It may sound complex just from the name alone – but I promise you, this recipe just consists of a few small (and very quick and simple) recipes. The hardest part would probably just be squeezing the excess liquid out of the cooked cauliflower to make the crust!

Plus, you could easily use leftover smashed peas or grilled zucchini in another recipe – perhaps on slices of sourdough toast for breakfast or lunch? Or you eat the fennel, lemon and dill salad as is (p.s. the fennel salad goes smashingly with salmon – it’s all in the deliciously herbaceous dill)! So you see, it’s a very versatile dish in its entirety.

Anyhow, you’ll be surprised at how easy it is to make this tart or its capacity to make your friends go “oooh” and “ahhh”.


The attention of many a curious person this dish will catch!

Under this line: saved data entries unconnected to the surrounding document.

PR #1285, opened 2023-10-18
Log verbose scp output

nick-potenski:
**Description**
Adds the `-v` option to all scp calls and saves the output to the logger.  The get and put methods log at warning level on failure and the scp method logs at info level always.  The additional output can help debug scp failures.

**Checklist**
- [ ] Tests for the feature 

- [x] PR has been tested

### DIFF
--- a/labgrid/driver/sshdriver.py
+++ b/labgrid/driver/sshdriver.py
@@ -357,6 +357,7 @@ class SSHDriver(CommandMixin, Driver, CommandProtocol, FileTransferProtocol):
         complete_cmd = ["scp",
                 "-F", "none",
                 "-o", f"ControlPath={self.control.replace('%', '%%')}",
+                "-v",
                 src, dst,
         ]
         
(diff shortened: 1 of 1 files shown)


Bastian-Krause:
Thanks for thinking about contributing. I can't really see how this "debugging improvement" benefits labgrid. Even without this change, critical output of scp should still be visible on stdout, right? What kind of errors are you debugging?

nick-potenski:
In this case, a call to `SSHDriver.put()` failed.  The only output was `lost connection`.  I thought that adding the `-v` would be beneficial debugging and might give more details on which connection was lost.  I don't necessarily need it to go to the logger, just thought that might be nicer.

Bastian-Krause:
Hm, I see why you've added that for your debugging session, but I don't think that adding `-v` to scp and logging its output belongs into labgrid.

Bastian-Krause:
As explained earlier, I'll close this.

On this occasion, I made this in large tart dish. Firstly, because my individual, small tart tins were ancient and so rusty that they had to be put out of their misery. Secondly, because there is some theatric effect in a large, singular piece of work – or so I’d like to believe! Anyway, my point is that you could also be cute and make it in four to six individual-sized tarts instead of just one large tart.

It also keeps well in the fridge for about 4-5 days. From there, you can either reheat it in the oven or if you’re only after a slice or two, you could just place it on a pan or a sandwich press to heat up. No microwaves though, it will make the crust all soggy and fall apart!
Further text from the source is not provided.